YOUR OBJECTIVE:
Send back every line of the data exactly.

━━━ EXTRACTED RECORDS

PR #284, opened 2017-08-02
ButtonView#tooltip can be added and removed after ButtonView initialization.

### LINKED ISSUE #283: Cannot easily turn off a tooltip once added
How to easily torn off a tooltip once added?

Now when tooltip value is set as `''` empty tooltip appears.

image

oskarwrobel:

Fix: `ButtonView#tooltip` can be added and removed after `ButtonView` initialization. Closes #283.

### DIFF
--- a/src/button/buttonview.js
+++ b/src/button/buttonview.js
@@ -147,17 +147,18 @@ export default class ButtonView extends View {
 		);
 
 		/**
-		 * Icon of the button view.
-		 *
-		 * @readonly
-		 * @member {module:ui/icon/iconview~IconView} #iconView
-		 */
-
-		/**
 		 * Tooltip of the button view.
 		 *
 		 * @readonly
 		 * @member {module:ui/tooltip/tooltipview~TooltipView} #tooltipView
+		 */
+		this.tooltipView = this._createTooltipView();
+
+		/**
+		 * Icon of the button view.
+		 *
+		 * @readonly
+		 * @member {module:ui/icon/iconview~IconView} #iconView
 		 */
 
 		const bind = this.bindTemplate;
@@ -190,7 +191,8 @@ export default class ButtonView extends View {
 							text: bind.to( 'label' )
 						}
 					]
-				}
+				},
+				this.tooltipView
 			],
 
 			on: {
@@ -233,17 +235,6 @@ export default class ButtonView extends View {
 			this.addChildren( iconView );
 		}
 
-		if ( this.tooltip ) {
-			const tooltipView = this.tooltipView = new TooltipView();
-
-			tooltipView.bind( 'text' ).to( this, '_tooltipString' );
-			tooltipView.bind( 'position' ).to( this, 'tooltipPosition' );
-			this.element.appendChild( tooltipView.element );
-
-			// Make sure the tooltip will be destroyed along with the button.
-			this.addChildren( tooltipView );
-		}
-
 		super.init();
 	}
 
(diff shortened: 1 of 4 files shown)


src/tooltip/tooltipview.js
```diff
@@ -58,7 +58,8 @@ export default class TooltipView extends View {
 			attributes: {
 				class: [
 					'ck-tooltip',
-					bind.to( 'position', position => 'ck-tooltip_' + position )
+					bind.to( 'position', position => 'ck-tooltip_' + position ),
+					bind.to( 'text', value => !value ? 'ck-hidden' : '' )
```
oskarwrobel: Should I `trim()` this value?

oleq: I don't think so, it would be an over–engineering.

How about `bind.if()` with negative condition?

src/button/buttonview.js
```diff
@@ -255,6 +246,21 @@ export default class ButtonView extends View {
 	}
 
 	/**
+	 * Creates TooltipView instance and bind with button properties.
+	 *
+	 * @private
+	 * @returns {TooltipView}
```
oleq: This will fail in the API docs builder.

tests/button/buttonview.js
```diff
@@ -151,6 +107,15 @@ describe( 'ButtonView', () => {
 					expect( view.tooltipView.text ).to.equal( 'bar (A)' );
 				} );
 
+				it( 'not render tooltip #tooltip value is false', () => {
```
oleq: I don't get this description. What did you mean?

src/button/buttonview.js
```diff
@@ -277,12 +283,12 @@ export default class ButtonView extends View {
 
 				if ( tooltip instanceof Function ) {
 					return tooltip( label, keystroke );
-				} else if ( tooltip === true ) {
```
oleq: How does it work now? 
* Instance of `String` => a string,
* Instance of `Function` => the result of `function()`,
* `true` => ?
* `false` => ?

oskarwrobel: `true` => `_tooltipString` (if available)
`false` => nothing

oleq: `_tooltipString` is a private attribute. No one can access it from the outside. What I meant was: 
* what to do to disable to the tooltip?
* what to do to display the tooltip in the "label (keystroke)" format?

This should be described in the documentation of the `#tooltip` attibute.

tests/button/buttonview.js
oskarwrobel: Fixed.

src/button/buttonview.js
oskarwrobel: Fixed.

src/button/buttonview.js
oskarwrobel: `''` or `false` value will disbale tooltip.
`true` will display label (keystroke) tooltip.

Isn't it already described here?
```
* * If defined as a `Boolean` (e.g. `true`), then combination of `label` and `keystroke` will be set as a tooltip.
* * If defined as a `String`, tooltip will equal the exact text of that `String`.
* * If defined as a `Function`, `label` and `keystroke` will be passed to that function, which is to return
* a string with the tooltip text.
```

oskarwrobel: Nothing's changed here except we don't show an empty tooltip.

oleq: OK. Because I got confused by this particular change and I thought it works in a different way now. Thanks.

━━━━━━

RESPONSE TO THIS EXERCISE:
PR #284, opened 2017-08-02
ButtonView#tooltip can be added and removed after ButtonView initialization.

### LINKED ISSUE #283: Cannot easily turn off a tooltip once added
How to easily torn off a tooltip once added?

Now when tooltip value is set as `''` empty tooltip appears.

image

oskarwrobel:

Fix: `ButtonView#tooltip` can be added and removed after `ButtonView` initialization. Closes #283.

### DIFF
--- a/src/button/buttonview.js
+++ b/src/button/buttonview.js
@@ -147,17 +147,18 @@ export default class ButtonView extends View {
 		);
 
 		/**
-		 * Icon of the button view.
-		 *
-		 * @readonly
-		 * @member {module:ui/icon/iconview~IconView} #iconView
-		 */
-
-		/**
 		 * Tooltip of the button view.
 		 *
 		 * @readonly
 		 * @member {module:ui/tooltip/tooltipview~TooltipView} #tooltipView
+		 */
+		this.tooltipView = this._createTooltipView();
+
+		/**
+		 * Icon of the button view.
+		 *
+		 * @readonly
+		 * @member {module:ui/icon/iconview~IconView} #iconView
 		 */
 
 		const bind = this.bindTemplate;
@@ -190,7 +191,8 @@ export default class ButtonView extends View {
 							text: bind.to( 'label' )
 						}
 					]
-				}
+				},
+				this.tooltipView
 			],
 
 			on: {
@@ -233,17 +235,6 @@ export default class ButtonView extends View {
 			this.addChildren( iconView );
 		}
 
-		if ( this.tooltip ) {
-			const tooltipView = this.tooltipView = new TooltipView();
-
-			tooltipView.bind( 'text' ).to( this, '_tooltipString' );
-			tooltipView.bind( 'position' ).to( this, 'tooltipPosition' );
-			this.element.appendChild( tooltipView.element );
-
-			// Make sure the tooltip will be destroyed along with the button.
-			this.addChildren( tooltipView );
-		}
-
 		super.init();
 	}
 
(diff shortened: 1 of 4 files shown)


src/tooltip/tooltipview.js
```diff
@@ -58,7 +58,8 @@ export default class TooltipView extends View {
 			attributes: {
 				class: [
 					'ck-tooltip',
-					bind.to( 'position', position => 'ck-tooltip_' + position )
+					bind.to( 'position', position => 'ck-tooltip_' + position ),
+					bind.to( 'text', value => !value ? 'ck-hidden' : '' )
```
oskarwrobel: Should I `trim()` this value?

oleq: I don't think so, it would be an over–engineering.

How about `bind.if()` with negative condition?

src/button/buttonview.js
```diff
@@ -255,6 +246,21 @@ export default class ButtonView extends View {
 	}
 
 	/**
+	 * Creates TooltipView instance and bind with button properties.
+	 *
+	 * @private
+	 * @returns {TooltipView}
```
oleq: This will fail in the API docs builder.

tests/button/buttonview.js
```diff
@@ -151,6 +107,15 @@ describe( 'ButtonView', () => {
 					expect( view.tooltipView.text ).to.equal( 'bar (A)' );
 				} );
 
+				it( 'not render tooltip #tooltip value is false', () => {
```
oleq: I don't get this description. What did you mean?

src/button/buttonview.js
```diff
@@ -277,12 +283,12 @@ export default class ButtonView extends View {
 
 				if ( tooltip instanceof Function ) {
 					return tooltip( label, keystroke );
-				} else if ( tooltip === true ) {
```
oleq: How does it work now? 
* Instance of `String` => a string,
* Instance of `Function` => the result of `function()`,
* `true` => ?
* `false` => ?

oskarwrobel: `true` => `_tooltipString` (if available)
`false` => nothing

oleq: `_tooltipString` is a private attribute. No one can access it from the outside. What I meant was: 
* what to do to disable to the tooltip?
* what to do to display the tooltip in the "label (keystroke)" format?

This should be described in the documentation of the `#tooltip` attibute.

tests/button/buttonview.js
oskarwrobel: Fixed.

src/button/buttonview.js
oskarwrobel: Fixed.

src/button/buttonview.js
oskarwrobel: `''` or `false` value will disbale tooltip.
`true` will display label (keystroke) tooltip.

Isn't it already described here?
```
* * If defined as a `Boolean` (e.g. `true`), then combination of `label` and `keystroke` will be set as a tooltip.
* * If defined as a `String`, tooltip will equal the exact text of that `String`.
* * If defined as a `Function`, `label` and `keystroke` will be passed to that function, which is to return
* a string with the tooltip text.
```

oskarwrobel: Nothing's changed here except we don't show an empty tooltip.

oleq: OK. Because I got confused by this particular change and I thought it works in a different way now. Thanks.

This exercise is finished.